Stockholm's startup scene, Part 1: A conversation with Legora founder Max Junestrad
February marked my first trip to Stockholm where I had a series of chats with the great and good of Swedish tech.
So far, my work has appeared in Euronews and the Financial Times (and there is more to come).
But given that those proud publications (rightly) want reported features rather than long interviews with founders or my musings about Nordic tech, I decided to launch this newsletter for the lattter.
Over the next few weeks, I will share long form interviews with the founders of all of Swedish tech startups that you will want to hear from (except for Lovable, who turned me down 😦) as well as several clued-up VCs.
Once I've exhausted Sweden I'm coming for Europe's other tech hubs. Got a suggestion? Let me know here and I'll get on the Ryanair website.

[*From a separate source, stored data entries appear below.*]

PR #430, opened 2024-05-17
Use OSLO model for addresses

piemonkey:
### Overview
Tweak the representation of addresses produced by variable-plugin to conform to the OSLO model.

Includes converting GML location data to WKT as that is used in the spec. The conversion used only works for simple points, but we don't handle anything but this already. Notes as to why I used a regex instead of a full parser are in comments.

https://binnenland.atlassian.net/browse/GN-4838

### Setup
N/A

### How to test/reproduce
Inserting and editing addresses should work correctly. The exported HTML should match the OSLO data model for addresses.

### Challenges/uncertainties
We slightly abuse the model by re-using the id of the address as the resource id, which their examples do not. I assumed this was fine though.
I reverted my changes to use language correctly as it caused too many issues to be worth it, given everything will be in 'nl' (even the name of the field returned by the API is 'taal').
~~I also haven't converted the location point to use WKT, which is implied as being required in their docs. We could easily add a module to handle conversions from GML and do that however.~~

### Checks PR readiness
- [x] changelog
- [x] npm lint
- [x] no new deprecations

### DIFF
--- a/.changeset/nervous-paws-yawn.md
+++ b/.changeset/nervous-paws-yawn.md
@@ -1,0 +1,5 @@
+---
+"@lblod/ember-rdfa-editor-lblod-plugins": minor
+---
+
+Use OSLO model for addresses in variable-plugin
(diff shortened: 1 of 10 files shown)


abeforgit (approved):
Works absolutely beautifully, including parsing and converting old addresses, great job!

PR #432, opened 2024-05-23
Change location-plugin to use a modal to edit addresses

piemonkey:
### Overview
Much of the code is just moved around but some changes were necessary to handle the state in different parts of the structure.

This PR is to the branch for just separating the code, so that this PR has changes more than just what looks like new code.

Issue: [binnenland.atlassian.net/browse/GN-4839](https://binnenland.atlassian.net/browse/GN-4839)
PR for splitting out location-plugin: #431 

### Setup
N/A

### How to test/reproduce
Only used on besluit-sample so far. There is an 'insert address' button in the same place as before but it now opens a modal.

### Challenges/uncertainties
I wasn't sure of the UX of this. It feels more awkward than before...

### Checks PR readiness
- [x] changelog
- [x] npm lint
- [x] no new deprecations


abeforgit (approved):
actually don't mind the UX myself, it's more clicky, but it works better on smaller screens and there's less scrolling problems :man_shrugging: 
including a leaflet in the modal might make the extra click feel more worth it too

but if you have ideas on how we could improve the ux, definitely write them out. The suggestions I make in the tickets are really just the first thing that pops in my mind, which usually means its just a pattern we already have.

I think it's safe to say our role as devs in the GN team extends into design, ux and even analysis

PR #433, opened 2024-05-30
Remove label when variable is filled

lagartoverde:
### Overview
I made so the label is not shown when you fill a variable

GN-4824

### How to test/reproduce
You can insert one of each variables and fill it, appreciate that the label is indeed hidden, in some variables you can go back to an unfilled status, and the variable should reappear, but on others this is just not possible because of how the variable UI is made

### Checks PR readiness
- [x] changelog
- [x] npm lint
- [x] no new deprecations

### DIFF
--- a/.changeset/big-pugs-sneeze.md
+++ b/.changeset/big-pugs-sneeze.md
@@ -1,0 +1,5 @@
+---
+"@lblod/ember-rdfa-editor-lblod-plugins": minor
+---
+
+Hide label if the variable is filled
--- a/addon/components/location-plugin/nodeview.ts
+++ b/addon/components/location-plugin/nodeview.ts
@@ -44,7 +44,7 @@ export default class AddressNodeviewComponent extends Component<Args> {
   }
 
   get label() {
-    if(this.address) return ''
+    if (this.address) return '';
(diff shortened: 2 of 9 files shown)


lagartoverde:
The thinner version works with all of them, and I think is prefered, what I did now is to make it consistent, as some variable were 25px and some 29px, so I set all of them at 30px.
So we will have with label 35px and without 30px, I don't know is this is correct or I should make them all 35. Maybe @abeforgit can throw some light

elpoelma:
> The thinner version works with all of them, and I think is prefered, what I did now is to make it consistent, as some variable were 25px and some 29px, so I set all of them at 30px. So we will have with label 35px and without 30px, I don't know is this is correct or I should make them all 35. Maybe @abeforgit can throw some light

IMO we should probably use the same height whether a label is shown or not. This shows the user that they are handling the same type of data.

piemonkey:
For me, I think thinner is better, as it reduces the impact of adding a variable to the rest of the layout. I think the most important thing is that they don't change size though, as it means the layout changes just by adding content, which to me would indicate that the type of node is changing.

lagartoverde:
You can review this again

piemonkey (approved):

PR #577, opened 2022-03-30
Extract more status information from reqwest

mre:
Recently we cleaned up the commandline output to trim away redundant
information like the URL, which occured twice.
Unfortunately we also removed helpful information from reqwest, which
could support the user in troubleshooting unexpected errors.

This commit reverts that.
We now extract the meaningful information from reqwest, without being
too verbose. For that we have to depend on the string output for the
reqwest error, but it's better than hiding that information from the user.
It is fragile as it depends on the reqwest internals, but in the worst case
we simply return the full error text in case our parsing won't work.

### DIFF
--- a/lychee-lib/src/helpers/reqwest.rs
+++ b/lychee-lib/src/helpers/reqwest.rs
@@ -1,0 +1,39 @@
+/// Extract the most relevant parts from a reqwest error
+///
+/// The reqwest `Error` fields aren't public as they are an implementation
+/// detail. Instead, a human-readable error message can be obtained. However,
+/// the error message is quite verbose and the information is redundant. For
+/// example it contains the `URL`, which is already part of our `ResponseBody`.
+/// Therefore we try to trim away the redundant parts so that the `ResponseBody`
+/// output is cleaner.
+pub(crate) fn trim_error_output(e: &reqwest::Error) -> String {
+    // Defer to separate function for easier testability.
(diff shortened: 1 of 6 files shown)


mre:
As of today we only get "no status code" for errors like the ones below.
This PR changes that.

```
✗ [ERR] http://via1buynow.com/ | Network error: error following redirect for url (http://www.ee-magazine.com/): too many redirects
✗ [ERR] http://superadspro.com/ | Network error: The certificate was not trusted.
✗ [ERR] http://78.al/ | Network error: error sending request for url (https://78.al/): connection closed before message completed
✗ [ERR] http://alledufree13.ml/ | Network error: dns error: no record found for name: alledufree13.ml.fritz.box. type: AAAA class: IN
```

lychee-lib/src/helpers/reqwest.rs
```diff
@@ -0,0 +1,46 @@
+use once_cell::sync::Lazy;
+use regex::Regex;
+
+pub(crate) static REQWEST_ERROR_REGEX: Lazy<Regex> =
+    Lazy::new(|| Regex::new(r"error trying to connect:\s?(.*)").unwrap());
```
lebensterben, line 5: I don't think it's necessary to use regex pattern. This can be done by matching the fixed string.

mre: You're right. I'll change it when I get the chance.

PR #620, opened 2022-05-15
Add support for URI remapping

### LINKED ISSUE #547: Add support for domain remapping URLs to custom endpoints (schema-IP-port)
`lychee` would also be great to test web servers prior to production deployment.

Say one has a HTTP server that runs on `127.0.0.1:8080`, but when it will be put into production it would actually serve `https://example.com/`.  Also say that, due to developer laziness, the web server, even in development mode, has links that use the production domain (i.e. `example.com`).

Thus it would be useful to instruct `lychee` that whenever it sees `https://example.com` it should instead make a HTTP (without TLS) call to `127.0.0.1:8080`.

To generalize, there should be the possibility to remap any HTTP/HTTPS endpoint to another HTTP/HTTPS endpoint, like for example:

~~~~
--remap-url 'https://example.com http://127.0.0.1:8080'
--remap-url 'https://example.com https://staging.example.com'
~~~~

Perhaps the first part (i.e. `https://example.com`) could be a regex to support a more generic use-case.

Also, this feature could also be used to proxy certain requests through certain proxies.

mre:
Allow users to remap URIs. Regular expressions are supported. Remappings get evaluated in order of definition. Multiple remappings are allowed.  
The format is similar to that of `markdown-link-check`.

## How it works ⚙️

Consider the following input:

```markdown
file://../../issues
https://example.com
https://example.org
https://example.net
```

Let's remap these inputs using the `--remap` parameter:

```sh
lychee --remap 'https://example.com http://127.0.0.1:8080' \
       --remap 'https://example.org https://staging.example.com' \
       --remap '../../issues https://github.com/usnistgov/OSCAL/issues' \
       -- input.md
```

This would check the following URIs:

```
https://github.com/usnistgov/OSCAL/issues
http://127.0.0.1:8080/
https://staging.example.com/
https://example.net/
```

## Caveats 🚩

* Be careful when using this feature because checking every link against a large set of regular expressions has a performance impact even though the Rust regex engine is very fast.
* There are no constraints on the URI mapping, so the rules might contradict each other. It's the user's responsibility to make sure this does not happen.
* File remappings might be a bit surprising. Files are handled as URIs internally and get prefixed with a `file://` scheme. As a consequence, using `^../../issues` as a remap pattern would never match. Instead `../../issues` (without the `^`) would work.

## Open Questions 🤔  (please provide feedback)

* Shall we first remap a URI and then check if it is excluded or vice versa? 🤔 

Fixes #547

### DIFF
--- a/README.md
+++ b/README.md
@@ -249,6 +249,7 @@ OPTIONS:
         --max-retries <max-retries>            Maximum number of retries per request [default: 3]
     -X, --method <method>                      Request method [default: get]
     -o, --output <output>                      Output file of status report
+        --remap <remap>...                     Remap URI matching pattern to different URI
     -r, --retry-wait-time <retry-wait-time>    Minimum wait time in seconds between retries of failed requests [default:
                                                1]
     -s, --scheme <scheme>...                   Only test links with the given schemes (e.g. http and https)
--- a/lychee-bin/src/client.rs
+++ b/lychee-bin/src/client.rs
@@ -1,5 +1,7 @@
 use crate::options::Config;
-use crate::parse::{parse_basic_auth, parse_duration_secs, parse_headers, parse_statuscodes};
+use crate::parse::{
+    parse_basic_auth, parse_duration_secs, parse_headers, parse_remaps, parse_statuscodes,
+};
 use anyhow::{Context, Result};
 use headers::HeaderMapExt;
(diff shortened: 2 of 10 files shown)


mre:
Any comments before this gets merged?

But for now, I'm in my cabin on the Mälardrottningen and the river outside is frozen solid, and from time to time, ice skaters pass under the portholes.
It is 4 pm here in Stockholm and I am waiting for Max Junestrad, founder of Legora, to log on from San Francisco.
And here he is...


Legora's Max Junestrad: 'We are not here to come second'
(A few quotes from this interview appeared in the Financial Times on March 5.)
When AI giant Anthropic unveiled a legal plugin that would allow firms to automate tasks such as compliance, briefings and document reviewing in February 2026, the shares of publishers, legal data firms and software companies plunged on European exchanges.
But as pundits began to predict the imminent death of software as a service (Saas) under the LLM juggernaut, one legal tech founder went the other way. Commenting on LinkedIn, Legora founder Max Junestrad congratulated Anthropic instead.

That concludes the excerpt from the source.